According to the Swedish Code of Corporate Governance the Board must establish a remuneration committee charged with preparing matters regarding remuneration and other employment conditions for executive management.
The remuneration committee shall also, according to chapter 9.1, second and third point in the Swedish Code of Corporate Governance, monitor and evaluate variable remuneration programs that are ongoing or completed during the year and monitor and evaluate the application of the guidelines for remuneration to executives which, according to law, the Annual General Meeting decides as well as the current remuneration structures and levels in the company. The remuneration committee has thereby performed the following evaluation.
Principles for remuneration to executives
Peab's remuneration policy states that remuneration in its entirety should be designed so that it attracts the employees needed to meet Group goals. The total remuneration for the CEO and each executive must be determined individually, aligned with the market pay and thereby mirror the responsibility and performance of the executive. The structure of the total remuneration must be such that it supports achieving results in line with Peab's goals and strategies as well as behaving according to Peab's values.

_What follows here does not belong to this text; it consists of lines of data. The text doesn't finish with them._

PR #351, opened 2022-11-01
Enhancements-process: template and folder 

sallyom:
how about this template? it might be more than what's needed but not all sections have to be filled out - I followed [this template from openshift/enhancements](https://github.com/openshift/enhancements/blob/master/guidelines/enhancement_template.md)

/cc
@rootfs
@husky-parul 
@wangchen615


rootfs:
@sallyom thanks! this is a quite comprehensive template.

rootfs (approved):

Issue #1047, opened 2023-11-12
Keep Kepler container image up to date


rootfs:
### What would you like to be added?

Some rpm packages used in the base images are subject to change. We should run `yum update` in the kepler image each time so to pick up the latest rpm packages.

For certain reason, adding `yum update -y` in the Kepler dockerfile runs into issues. Creating this issue to track the requirement

### Why is this needed?

Update rpms that are installed by the base image in Kepler image

SamYuan1990:
break down:
1. make yum packages installed by yum repo so that yum update works.
2. make CI enable to build base image.
3. bump up base image with golang 1.21 with new CI.
4. bump up golang version to golang 1.21 in go mod.
5. bump up navida base image and try to merge navida's package version bump up(reported by dep bot.)

PR #1045, opened 2023-11-11
images: add script to build and push images

rootfs:

PR #939, opened 2023-09-18
Bump up to Go 1.21

SamYuan1990:
as fix for #934

Issue #934, opened 2023-09-17
Bump up to golang 1.21


SamYuan1990:
Bump up to golang 1.21

_Originally posted by @SamYuan1990 in https://github.com/sustainable-computing-io/kepler/pull/924#discussion_r1327891431_

kmova:
can I help with this issue?

rootfs:
contributions are always welcome

SamYuan1990:
currently our base image is registry.access.redhat.com/ubi9/go-toolset:1.20 @rootfs , may I know can we have registry.access.redhat.com/ubi9/go-toolset:1.21?

SamYuan1990:
Current base image as ubi just have 1.20 golang version supported.

dave-tucker:
Closed via https://github.com/sustainable-computing-io/kepler/pull/1404

PR #1068, opened 2023-11-20
WIP chore(Dockerfile): Simplify Dockerfile

vimalk78:
- Adds Dockerfile.base which installs everything required to build kepler code base
 - Update golang to go1.20
 - Adds Dockerfile which builds kepler with libbpf attacher
 - Adds bpftool to the kepler image
 - Size of kepler image reduced from 2.3GB to 78.5 MB

### DIFF
--- a/Dockerfile.base
+++ b/Dockerfile.base
@@ -1,0 +1,33 @@
+FROM registry.access.redhat.com/ubi9/go-toolset:1.20 as builder
+
+USER 0
+
+RUN yum -y install yum-utils
+RUN yum-config-manager --enable ubi-9-baseos-source 
+
+WORKDIR /elfutils-source
+RUN yumdownloader --source elfutils
+RUN yum -y install cpio
+RUN rpm2cpio elfutils-0.189-3.el9.src.rpm | cpio -iv
+RUN tar xjvf elfutils-0.189.tar.bz2
+WORKDIR /elfutils-source/elfutils-0.189
+RUN ./configure --disable-debuginfod
+RUN make install
+
+
+WORKDIR /libbpf-source
+RUN yumdownloader --source libbpf
+RUN rpm2cpio libbpf-1.2.0-1.el9.src.rpm | cpio -iv
+RUN tar xf ./linux-*el9.tar.xz
+WORKDIR /libbpf-source/linux-5.14.0-333.el9/tools/lib/bpf
+RUN make install_headers
+RUN prefix=/usr BUILD_STATIC_ONLY=y make install
+WORKDIR /libbpf-source/linux-5.14.0-333.el9/tools/bpf
+RUN make bpftool
+
+RUN yum -y install clang
+
+# enable EPEL and install cpuid
+RUN yum install -y https://dl.fedoraproject.org/pub/epel/epel-release-latest-9.noarch.rpm
+RUN yum install -y cpuid
+RUN yum clean all
--- a/Dockerfile
+++ b/Dockerfile
@@ -1,0 +1,32 @@
+FROM quay.io/sustainable_computing_io/kepler-base:latest as builder
+
+WORKDIR /workspace
+
+COPY . .
+
+RUN ATTACHER_TAG=libbpf make build
+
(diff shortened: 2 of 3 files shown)


vimalk78:
Cc: @rootfs @marceloamaral

SamYuan1990:
I think the major question is that are we able to change base image from GPU based image to others? if so maybe we can just use golang as builder and base image with libbpf from Alpine?

SamYuan1990:
btw, @vimalk78 , I hope you can take a look at https://github.com/sustainable-computing-io/kepler/pull/939 or https://github.com/sustainable-computing-io/kepler/issues/934 and https://github.com/sustainable-computing-io/kepler/issues/1047 ... to see current discussion....
@rootfs , @marceloamaral , a non GPU based image current been discussed among those topics. also https://github.com/sustainable-computing-io/kepler/pull/1045 one here.

vimalk78:
> If we are going to support a non-GPU image,

why are we calling it a non-gpu image? is it because it doesnt have `nvidia/cuda` as the base image? 

As i understood kepler looks for `libnvidia-ml.so` at run time using `"github.com/NVIDIA/go-nvml/pkg/nvml"` go package. If this shared lib is present, it is used else gpu-dummy is used. This shared library is installed by nvidia-gpu-operator, which is a pre-requisite for getting gpu power.

vimalk78:
@rootfs  i don't have a gpu based machine so i cannot test the gpu feature in the kepler image built from this Dockerfile, but  if someone has machine gpu  can use `quay.io/vimalkum/kepler:simplify-dockerfile` to test.

SamYuan1990:
> @rootfs i don't have a gpu based machine so i cannot test the gpu feature in the kepler image built from this Dockerfile, but if someone has machine gpu can use `quay.io/vimalkum/kepler:simplify-dockerfile` to test.

for an example https://github.com/sustainable-computing-io/kepler/blob/main/Makefile#L282 the mac without GPU has different tag with gpu supported. Historically, if a environment without GPU package will lead error as GPU packages fails with compile.

Dockerfile.base
```diff
@@ -0,0 +1,33 @@
...
+
+USER 0
+
+RUN yum -y install yum-utils
+RUN yum-config-manager --enable ubi-9-baseos-source 
+
+WORKDIR /elfutils-source
+RUN yumdownloader --source elfutils
+RUN yum -y install cpio
+RUN rpm2cpio elfutils-0.189-3.el9.src.rpm | cpio -iv
```
rootfs, line 11: why build it from source, can `elfutils` rpm be installed directly?

rootfs:
@vimalk78 can you rename these files, e.g add `no-gpu` suffix? We can add CI to build these no-gpu images without having to replacing existing ones

vimalk78:
> @vimalk78 can you rename these files, e.g add `no-gpu` suffix? We can add CI to build these no-gpu images without having to replacing existing ones

we can use CI to build image out of these Dockerfile, but i don't thing it needs a `no-gpu` tag, as this image should work for gpu power as well. 
Since i dont have any gpu resource, i was waiting for @marceloamaral and team to help test image built with these Dockerfiles on gpu.

rootfs:
@vimalk78 can you split into two PRs, one for the base and one for the kepler dockerfile? The base and builder container images are manually built at the moment. We have to change one at a time. Or if you can add a CI step, that'll be even better.

vimalk78:
> I verified the base image has nvidia-ml library
> 
> ```
> # podman run -ti --device nvidia.com/gpu=all registry.access.redhat.com/ubi9/go-toolset:1.20 ldconfig -p  |grep nvidia-ml
>         libnvidia-ml.so.1 (libc6,x86-64) => /lib64/libnvidia-ml.so.1
> ```

but here you are adding a device from host to the container. without `--device` option the `ldconfig` fails to find nvidia-ml library

rootfs:
@vimalk78 right, my bad. Without `--device`, the nvml library is not there. In this case, I don't think kepler container can access the gpu.

PR #1071, opened 2023-11-20
add xgboost to ld cache

rootfs:
The UBI image doesn't have `/usr/local/lib64` in ld conf. Need to add it explicitly to pick up xgboost library.


sthaha (approved):
Looks good to me

PR #1087, opened 2023-11-27
build: update rpm build spec to build libbpf based rpm

rootfs:
replacing bcc based rpms

here is the demo
[asciicast](https://asciinema.org/a/623618)

### DIFF
--- a/packaging/rpm/kepler.spec
+++ b/packaging/rpm/kepler.spec
@@ -11,14 +11,10 @@ URL:            https://github.com/sustainable-computing-io/kepler/
 Source0:        kepler.tar.gz
 
 BuildRequires: systemd
-BuildRequires: make
+BuildRequires: clang llvm llvm-devel zlib-devel make libbpf golang
 
-Requires:       cpuid
-Requires:       kmod
-Requires:       xz
-Requires:       python3  
-Requires:       bcc-devel
-Requires:       bcc
+Requires:       elfutils-libelf
+Requires:       elfutils-libelf-devel
 
 %{?systemd_requires}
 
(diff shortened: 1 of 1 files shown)


sthaha (approved):
lgtm

packaging/rpm/kepler.spec
```diff
@@ -44,9 +41,13 @@ install -d %{buildroot}%{_bindir}
 install -d %{buildroot}%{_sysconfdir}/kepler/
 
 install -d %{buildroot}/var/lib/kepler/data
+install -d %{buildroot}/var/lib/kepler/bpfassets
+install -d %{buildroot}/etc/kepler/kepler.config
 
 install -p -m755 ./_output/kepler  %{buildroot}%{_bindir}/kepler
 install -p -m644 ./packaging/rpm/kepler.service %{buildroot}%{_unitdir}/kepler.service
+install -p -m644 ./bpfassets/libbpf/bpf.o/amd64_kepler.bpf.o %{buildroot}/var/lib/kepler/bpfassets/amd64_kepler.bpf.o
+install -p -m644 ./_output/ENABLE_PROCESS_METRICS %{buildroot}/etc/kepler/kepler.config/ENABLE_PROCESS_METRICS
```
vimalk78, line 50: how does user of this rpm add more config params, as we add from operator?

vimalk78, line 50: we should make the config path configurable. it is hard coded as of now.

jichenjc: maybe we need general process for folder  `/etc/kepler/kepler.config` or we just doc this 
otherwise maintain all those config item one by one seems overkill

PR #1095, opened 2023-11-29
rpm build: fix version

rootfs:
the build failed with bad version format https://github.com/sustainable-computing-io/kepler/actions/runs/7030429659/job/19129950611

### DIFF
--- a/.github/workflows/rpm.yml
+++ b/.github/workflows/rpm.yml
@@ -9,7 +9,7 @@ jobs:
     steps:
       - name: Get current date
         id: date
-        run: echo "::set-output name=date::$(date +'%Y-%m-%d')"
+        run: echo "::set-output name=date::$(date +'%Y%m%d')"
 
       - name: Checkout code
         uses: actions/checkout@v4.1.1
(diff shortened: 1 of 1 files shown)


rootfs:
@vimalk78

.github/workflows/rpm.yml
```diff
@@ -19,7 +19,7 @@ jobs:
         env:
           _VERSION_ : ${{ steps.date.outputs.date }}
```
vimalk78, line 20: does it make more sense to use git commit for version?
The Makefile already sets the correct git sha as version https://github.com/sustainable-computing-io/kepler/blob/main/Makefile#L15
This `VERSION` is used to build kepler. 


```
Kepler running on version: v0.6.1-100-g0fd8a5d-dirty
```
so we already have correct version info, just need to use it.

rootfs: good point. since no '-' is allowed in `VERSION`, I am using `.` now

sthaha (approved):

vimalk78:
perhaps @rootfs wanted to do some more changes?

PR #1103, opened 2023-12-05
chore(build): Add base image Dockerfile for building kepler with libbpf

vimalk78:
- Adds Dockerfile.base which installs everything required to build kepler code base
  - Updated github workflow to build and push the base image

### DIFF
--- a/.github/workflows/image_base.yml
+++ b/.github/workflows/image_base.yml
@@ -53,5 +53,13 @@ jobs:
           platforms: linux/amd64
           push: true
           tags: quay.io/sustainable_computing_io/kepler_base:latest-libbpf-amd64
+      - name: Build and push a base image for building Kepler with libbpf
+        uses: docker/build-push-action@v5
+        with:
+          context: .
+          file: ./Dockerfile.base
+          platforms: linux/amd64
+          push: true
+          tags: quay.io/sustainable_computing_io/kepler_base:latest-libbpf-amd64-simplified
       - name: Create and upload multi-arch image
         run: make multi-arch-image-base
--- a/Dockerfile.base
+++ b/Dockerfile.base
@@ -1,0 +1,33 @@
+FROM registry.access.redhat.com/ubi9/go-toolset:1.20 as builder
+
+USER 0
+
+RUN yum -y install yum-utils
+RUN yum-config-manager --enable ubi-9-baseos-source
+
+WORKDIR /elfutils-source
+RUN yumdownloader --source elfutils
+RUN yum -y install cpio
+RUN rpm2cpio elfutils-0.189-3.el9.src.rpm | cpio -iv
+RUN tar xjvf elfutils-0.189.tar.bz2
+WORKDIR /elfutils-source/elfutils-0.189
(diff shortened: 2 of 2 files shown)


vimalk78:
cc: @rootfs

vimalk78:
@rootfs `base` job seems to run when push happens to `base` branch. so should this PR be targeted for `base` branch?

Dockerfile.base
```diff
@@ -0,0 +1,33 @@
...
+RUN yumdownloader --source libbpf
+RUN rpm2cpio libbpf-1.2.0-1.el9.src.rpm | cpio -iv
+RUN tar xf ./linux-*el9.tar.xz
+WORKDIR /libbpf-source/linux-5.14.0-333.el9/tools/lib/bpf
+RUN make install_headers
+RUN prefix=/usr BUILD_STATIC_ONLY=y make install
+WORKDIR /libbpf-source/linux-5.14.0-333.el9/tools/bpf
+RUN make bpftool
+
+RUN yum -y install clang
```
rootfs, line 28: can you move build tools to the builder image? the base image only has the runtime dependency for kepler.

vimalk78: @rootfs the `Dockerfile.base` is the builder image. may be it should be renamed as such?

rootfs: we have 3 dockerfiles: base, builder, and kepler

The build tools are in the builder image, e.g. this one https://github.com/sustainable-computing-io/kepler/blob/main/build/Dockerfile.libbpf.builder

vimalk78: but in my refactoring there are only two Dockerfiles. `Dockerfile.base` which has all the things needed to build kepler. and `Dockerfile` which has a stage to build kapler and next stage copies everything needed to run kepler.
https://github.com/sustainable-computing-io/kepler/pull/1068

.github/workflows/image_base.yml
```diff
@@ -53,5 +53,13 @@ jobs:
...
           push: true
           tags: quay.io/sustainable_computing_io/kepler_base:latest-libbpf-amd64
+      - name: Build and push a base image for building Kepler with libbpf
+        uses: docker/build-push-action@v5
+        with:
+          context: .
+          file: ./Dockerfile.base
+          platforms: linux/amd64
+          push: true
+          tags: quay.io/sustainable_computing_io/kepler_base:latest-libbpf-amd64-simplified
```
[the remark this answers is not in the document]
vimalk78: i can add the same tag, but kept it separate to not overwrite old images.

Dockerfile.base
rootfs: Got it, so the new base is just ubi9 mimal.

rootfs (approved):

.github/workflows/image_base.yml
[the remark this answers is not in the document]
rootfs: let's add a new image first and test build the kepler image. If everything works, we can set the new tag and remove the existing build dockerfiles.

vimalk78:
will this merge trigger the action to build base image?

PR #1118, opened 2023-12-11
New build process

rootfs:
- [x] (from Vimal) Use the new base and kepler images
- [x] (from Vimal) Upgrade to golang 1.20
- [x] Remove all bcc build from Makefile and GHA workflow


.github/workflows/image_base.yml
```diff
@@ -57,9 +33,9 @@ jobs:
         uses: docker/build-push-action@v5
         with:
           context: .
-          file: ./Dockerfile.base
+          file: ./build/Dockerfile.builder
```
vimalk78, line 36: @rootfs I had added Dockerfiles to t he root of repo. If we want to keep Dockerfiles under `build` folder, pls move the `Dockerfile.builder` to `build` folder.
https://github.com/sustainable-computing-io/kepler/pull/1118/files#diff-e7cd9380abeae311f2b7f9ed2e780a7ea795597555411cc965191ca1e6cedf16

rootfs: The file is copied there, I'll remove it

.github/workflows/image_base.yml
```diff
@@ -1,9 +1,7 @@
 name: base
 
 on:
-  push:
-    branches: 
-      - 'base'
+  workflow_dispatch:
```
vimalk78, line 4: base image build needs to be triggered manually now?

.github/workflows/image_base.yml
vimalk78: can you point which GH workflow step copies the `Dockerfile.builder` ?

vimalk78 (commented):
if we are removing `bcc` altogether, we can (perhaps in another PR) remove files which build with `bcc` flag
https://github.com/sustainable-computing-io/kepler/blob/main/pkg/bpfassets/attacher/bcc_attacher.go#L1-L2
https://github.com/sustainable-computing-io/kepler/blob/main/pkg/bpfassets/attacher/attacher_suite_test.go#L1-L2
https://github.com/sustainable-computing-io/kepler/blob/main/e2e/platform-validation/platform_validation_metric_test.go#L1-L2
https://github.com/sustainable-computing-io/kepler/blob/main/e2e/integration-test/e2e_metric_test.go#L1-L2

rootfs:
@vimalk78 For now we just remove the bcc image from build and release so we don't have to release and maintain them. The entire bcc stack will removed later.

.github/workflows/image_base.yml
rootfs: the multi arch image build is still not working. Let's create a separate PR for that. For now, I just made this a manual workflow.

vimalk78: > the multi arch image build is still not working

can you point me to the pipeline?

rootfs: https://github.com/sustainable-computing-io/kepler/blob/main/.github/workflows/image_base.yml

vprashar2929:
Tested the image built from the new `dockerfile` on OpenShift and it works fine.

rootfs:
thank you @vprashar2929

husky-parul (approved):

PR #1139, opened 2023-12-20
fix(test): set benchmark test timeout to 30m

sthaha:


sunya-ch (approved):
/lgtm

SamYuan1990:
may I know why we set the timeout for benchmark to 30m?
https://github.com/sustainable-computing-io/kepler/actions/runs/7320792466/job/19940365261?pr=1150
which causes lots of time wait for running this.

Issue #1128, opened 2023-12-15
Cannot run kepler test in container anymore


marceloamaral:
### What happened?

With the docker image updates I cannot run the Kepler tests locally anymore.

There is an error regarding the golang path.

```
go: cannot find GOROOT directory: /usr/local/go
go: cannot find GOROOT directory: /usr/local/go
mkdir -p /opt/app-root/src/go/bin
mkdir -p /kepler/test-bin
go mod tidy -v
go: cannot find GOROOT directory: /usr/local/go
make: *** [Makefile:189: tidy-vendor] Error 2
make: *** [Makefile:200: container_test] Error 2
```

### What did you expect to happen?

Run the test.

### How can we reproduce it (as minimally and precisely as possible)?

Just try `make container_test`

### Kepler image tag

<details>

</details>

### Kubernetes version

<details>

```console
$ kubectl version
# paste output here
```

</details>

### Cloud provider or bare metal

<details>

</details>

### OS version

<details>

```console
# On Linux:
$ cat /etc/os-release
# paste output here
$ uname -a
# paste output here

# On Windows:
C:\> wmic os get Caption, Version, BuildNumber, OSArchitecture
# paste output here
```

</details>

### Install tools

<details>

</details>

### Kepler deployment config

<details>

For on kubernetes:
```console
$ KEPLER_NAMESPACE=kepler

# provide kepler configmap
$ kubectl get configmap kepler-cfm -n ${KEPLER_NAMESPACE} 
# paste output here

# provide kepler deployment description
$ kubectl describe deployment kepler-exporter -n ${KEPLER_NAMESPACE} 
```

For standalone:
# put your Kepler command argument here

</details>

### Container runtime (CRI) and version (if applicable)

<details>

</details>

### Related plugins (CNI, CSI, ...) and versions (if applicable)

<details>

</details>

PR #1150, opened 2023-12-25
[CI] ref to #1128 add local container test in CI to avoid it break.

SamYuan1990:
ref to #1128 add local container test in CI to avoid it break.


SamYuan1990:
@rootfs , @marceloamaral , @vimalk78  the new build image changed some golang related env and path settings, hence by this PR, I try to fix #1128

SamYuan1990:
but running branch mark in side container takes over 30mins to make it happen, hence I will make container test without benchmark.

rootfs (approved):

PR #1160, opened 2024-01-04
[tbd][CI] security update, daily job fix, try to recover arm64 support from base.

SamYuan1990:
in recently our daily build fails, and I further checked our commit history found out that ... after #1118 been merged
1. As the 1118 depends on some branch as `base`(for historical reason we keep the base image build steps at branch base but not main.). One of the make script/make rule which only available on branch base is lost, thus cause we fails with daily build.
2. Meanwhile, 1118 removed arch support as cross platforms build for arm64 linux/arm64
3. A security update by depends bot suggestion.

### DIFF
--- a/.github/workflows/image.yml
+++ b/.github/workflows/image.yml
@@ -29,7 +29,7 @@ jobs:
       uses: docker/build-push-action@v5
       with:
           context: .
-          platforms: linux/amd64
+          platforms: linux/amd64,linux/arm64
           push: true
           tags: quay.io/sustainable_computing_io/kepler:latest
           labels: latest
--- a/.github/workflows/image_base.yml
+++ b/.github/workflows/image_base.yml
@@ -29,8 +29,8 @@ jobs:
         with:
           context: .
           file: ./build/Dockerfile.builder
-          platforms: linux/amd64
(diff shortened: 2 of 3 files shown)


SamYuan1990:
btw, I know it seems not a good approach as this PR contains 3 different feature. But, as I found this issue just before go to sleep. Hence I just raise it up today as a hot fix, I would like to split this PR into 3 different PRs during weekend. Also give more time to allow others to cross check to avoid any mistake.

SamYuan1990:
if we don't merge it as hot fix, we can have use this pr to discuss the founding for daily job failure and arm64 image missing.

SamYuan1990:
Update to draft to avoid mistake as I am too tired.

rootfs (approved):

rootfs:
https://github.com/sustainable-computing-io/kepler/actions/runs/7411674436/job/20166742182
```
#2 [linux/arm64 internal] load metadata for quay.io/sustainable_computing_io/kepler_builder:ubi-9-libbpf-1.2.0
#2 ERROR: no match for platform in manifest: not found
```

rootfs:
need to get an arm64 builder image before merging this PR.

PR #1169, opened 2024-01-05
[CI][don't merge] base image multiple arch support

SamYuan1990:
tested with arm64 https://github.com/sustainable-computing-io/kepler/actions/runs/7422356767/job/20197478578?pr=1169

### DIFF
--- a/.github/workflows/image_base.yml
+++ b/.github/workflows/image_base.yml
@@ -18,17 +18,17 @@ jobs:
         uses: docker/setup-qemu-action@v3
       - name: Set up Docker Buildx
         uses: docker/setup-buildx-action@v3
-      - name: Login to Quay
-        uses: docker/login-action@v3
-        with:
-            registry: quay.io/sustainable_computing_io
-            username: ${{ secrets.username }}
-            password: ${{ secrets.password }}
+      #- name: Login to Quay
+      #  uses: docker/login-action@v3
+      #  with:
+      #      registry: quay.io/sustainable_computing_io
+      #      username: ${{ secrets.username }}
+      #      password: ${{ secrets.password }}
       - name: Build and push a base image for building Kepler with libbpf
         uses: docker/build-push-action@v5
         with:
           context: .
           file: ./build/Dockerfile.builder
-          platforms: linux/amd64
-          push: true
+          platforms: linux/amd64,linux/arm64,linux/s390x
+          push: false
           tags: quay.io/sustainable_computing_io/kepler_builder:ubi-9-libbpf-1.2.0
--- a/build/Dockerfile
+++ b/build/Dockerfile
@@ -6,18 +6,18 @@ COPY . .
 
 RUN ATTACHER_TAG=libbpf make build
 
-FROM registry.access.redhat.com/ubi9-minimal:9.2
-RUN microdnf -y update
-RUN microdnf -y install https://dl.fedoraproject.org/pub/epel/epel-release-latest-9.noarch.rpm
-RUN if [ $(uname -i) == "x86_64" ]; then microdnf install -y --enablerepo='epel' cpuid; fi
+FROM registry.access.redhat.com/ubi9
+RUN yum -y update
+RUN yum -y install https://dl.fedoraproject.org/pub/epel/epel-release-latest-9.noarch.rpm
+RUN if [ $(uname -i) == "x86_64" ]; then yum install -y cpuid; fi
 
 ENV NVIDIA_VISIBLE_DEVICES=all
 
 RUN INSTALL_PKGS=" \
     libbpf \
     " && \
-	microdnf install -y $INSTALL_PKGS && \
-	microdnf clean all
+	yum install -y $INSTALL_PKGS && \
+	yum clean all
 
 COPY --from=builder /workspace/_output/bin/kepler /usr/bin/kepler
 COPY --from=builder /libbpf-source/linux-5.14.0-333.el9/tools/bpf/bpftool/bpftool /usr/bin/bpftool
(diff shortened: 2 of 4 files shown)


SamYuan1990:
@rootfs , it will take lots of time to build base image on buildx... any suggestion?

SamYuan1990:
@rootfs , could you please help with a s390 image belowing?
```
#2 [linux/s390 internal] load metadata for registry.access.redhat.com/ubi9/go-toolset:1.20
#2 ERROR: no match for platform in manifest: not found
```
cc: @jiangphcn , @jichenjc

SamYuan1990:
https://catalog.redhat.com/software/containers/ubi9/618326f8c0d15aff4912fe0b?architecture=s390x&image=6571494d263ad9efd38089c4&container-tabs=gti
@rootfs , could you please help check the reason for s390x image fail with docker buildx? https://github.com/sustainable-computing-io/kepler/actions/runs/7423083117/job/20199711813?pr=1169

build/Dockerfile
```diff
@@ -8,6 +8,7 @@ RUN ATTACHER_TAG=libbpf make build
 
 FROM registry.access.redhat.com/ubi9-minimal:9.2
 RUN microdnf -y update
+RUN yum install -y cpuid
```
rootfs, line 11: yum -> microdnf

rootfs: how about limiting to x86_64?
```
RUN if [ $(uname -i) == "x86_64" ]; then microdnf install -y cpuid; fi
```

SamYuan1990: I will try

SamYuan1990:
```
Found 0 entitlement certificates
```
either for epel or cpuid there is no package with certificates.

SamYuan1990: as microdnf require a certificates which seems epel don't have. switch the image to ubi and use yum for package install.

.github/workflows/image_base.yml
```diff
@@ -18,17 +18,17 @@ jobs:
         uses: docker/setup-qemu-action@v3
       - name: Set up Docker Buildx
         uses: docker/setup-buildx-action@v3
-      - name: Login to Quay
```
SamYuan1990, line 21: open this PR for code review, if the code is good enough, will change back on CI settings as secret usage and remove hook in PR.

rootfs:
@vimalk78 can you take a look?

build/Dockerfile
```diff
@@ -6,20 +6,22 @@ COPY . .
 
 RUN ATTACHER_TAG=libbpf make build
 
-FROM registry.access.redhat.com/ubi9-minimal:9.2
-RUN microdnf -y update
+FROM registry.access.redhat.com/ubi9
```
vimalk78, line 9: change to `registry.access.redhat.com/ubi9:9.2` ?

build/Dockerfile
```diff
@@ -6,20 +6,22 @@ COPY . .
...
+RUN yum -y update
+RUN yum -y install https://dl.fedoraproject.org/pub/epel/epel-release-latest-9.noarch.rpm
+RUN if [ $(uname -i) == "x86_64" ]; then yum install -y cpuid; fi
```
vimalk78, line 12: installing `epel-release` and `cpuid` in the main image causes image size to bloat thats why i kept the installation in the base image, and just copied the binary.

SamYuan1990: as cpuid just for x86, we don't have too much option here.  As cpuid is x86 specific, we can't copy the cpuid binary from base to main image, as for no x86 image, there is no cpuid rpm package support.
hence, one of the option is that we make some script specifically base on cpu arch. I am free and open to any workable option considering with multiple arch.

build/Dockerfile
SamYuan1990: should we keep to use latest tag instead of any specific version for example 9.2 ?
as the image will build daily, use a latest tag for nightly build is better?

SamYuan1990: btw, honestly, .... I hope some one can make it easier....
```
registry.access.redhat.com/ubi9
registry.access.redhat.com/ubi:9
registry.access.redhat.com/ubi9-minimal:9.2
registry.access.redhat.com/ubi9:9.2
```
what's the naming rule and difference?

vimalk78: i think it is good practice not to use `latest` tag. as it is hard to rollback in case of issues.

build/Dockerfile
vimalk78: since `cpuid` is not available on other archs, there  is no other option than what you suggest.

build/Dockerfile.builder
```diff
@@ -29,5 +29,4 @@ RUN yum -y install clang rpm-build llvm-devel
 
 # enable EPEL and install cpuid
 RUN yum install -y https://dl.fedoraproject.org/pub/epel/epel-release-latest-9.noarch.rpm
-RUN yum install -y cpuid
```
vimalk78, line 32: since previous line, which instals epel, is also moved to builder, can we delete it also?

build/Dockerfile
SamYuan1990: k, let's try.

build/Dockerfile.builder
SamYuan1990: removed as your suggestion.

SamYuan1990:
@rootfs , @vimalk78 
I just submit changes according to pr review suggestion. It usually takes 1 hour for the job to be completed. I will take some personal issue and may absent from github in days(maybe...) hence
as following items for this PR.
1. if there is no further review comments, I will set CI hooks back and make the PR ready for merge.
2. Once merged, we need keep eye on it to see if it works.
3. If base image works well, another PR for multiple arch should be submitted and merged.

rootfs (approved):

PR #1357, opened 2024-04-17
fix: image workflow to pass build args correctly

vprashar2929:
This PR updates GH workflow to respect build args while building Kepler images and also updates the Makefile accordingly.
Fixes the issue where `latest-dcgm` images were not built correctly


sthaha (commented):
lgtm

sthaha (approved):

PR #1358, opened 2024-04-17
reorg: move compose files to manifest dir

sthaha:
This PR reorganises manifests into `k8s` (kubernetes) and `compose`, updates `dev` targets to use `manifest/compose` dir. All other manifest related target should work as if no changes have been made.


sthaha:
cc: @marceloamaral @rootfs

rootfs:
@sthaha can you also update the instructions in kepler-doc? thanks.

The CEO and other executives are offered a base salary aligned with the market pay for the industry and other relevant sections of business. Every year Peab obtains information on market pay for each position as a reference and reviews current salaries in the company
The CEO and the other executives are offered an annual variable salary for achieving goals based on the Peab Group's strategic objectives. Such variable varies between maximum 25 - 60 percent of annual base salaries and applies to all executives. Variable salary is settled the year after being earned and the individual executive can decide if it should be paid out as salary or placed as a pension premium in a financial instrument connected to the Peab share.
The remuneration committee believes that because the CEO and the other executives have identical goals this will lead them to work in the same direction, higher Group results, which is also meant to be in the best interests of the shareholders.
Long-term incentive program
For the period 2018 – 2020 there is a cash based, long-term incentive programme - called Delägarskap 2018 – 2020 (part ownership 2018 – 2020) - with annual targets for the group's operating margin. The purpose of the programme is to reward key people. To receive benefits from the programme, the employment throughout the period of the programme must be unbroken. In the view of the remuneration committee, the programme thus also has a retaining effect of senior management.
For the CEO and the other executives upper limit is 32 percent of their base annual salary and any result is placed in pension savings in a financial instrument connected to the Peab share.
At the moment there are no share-related incentive programs in the Peab Group.
The remuneration committee believes that together the current program for variable salary and ongoing long-term incentive programs are sufficient and therefore there is no reason to propose the implementation of a share-related incentive program at the moment.
The CEO and the other executives are entitled to pension solutions corresponding to collective agreement and additionally by agreement with Peab.
The pension policy for executives states that pension undertakings are based on a premium ladder or fixed premiums which entitles a premium of 35-47 percent of the base salary.
CEO and some of the executives have agreements with Peab that the employment ceases in the month when the executive reaches the age of 62, whilst other executives at the age of 65.
Terms of employment
The period of notice given by Peab is twelve months and there is also severance pay corresponding to six to twelve months' base salary. The severance pay represents only the monthly base salary with no additional benefits.
For the CEO and the other executives, if income or other remuneration from external activities is received during the notice period, this is offset against the eventual severance pay.
In the case the CEO or an executive gives notice the term of notice is six months. Peab has decided to provide severance pay after the notice period of six months for a further six months in order to reasonably compensate the inconvenience that the non-competition clauses entails.
A company car is provided for the CEO and the other executives according to Peab's benefit car policy as well as healthcare insurance from one of the companies listed by Peab.
The remuneration committee’s conclusion
Due to the above the remuneration committee can conclude that the guidelines (Peab's remuneration policy) decided by Peab's Annual General Meeting 2018 are followed and correctly applied on salaries and other remuneration to the Chief Executive Officer and the other executives in the group management.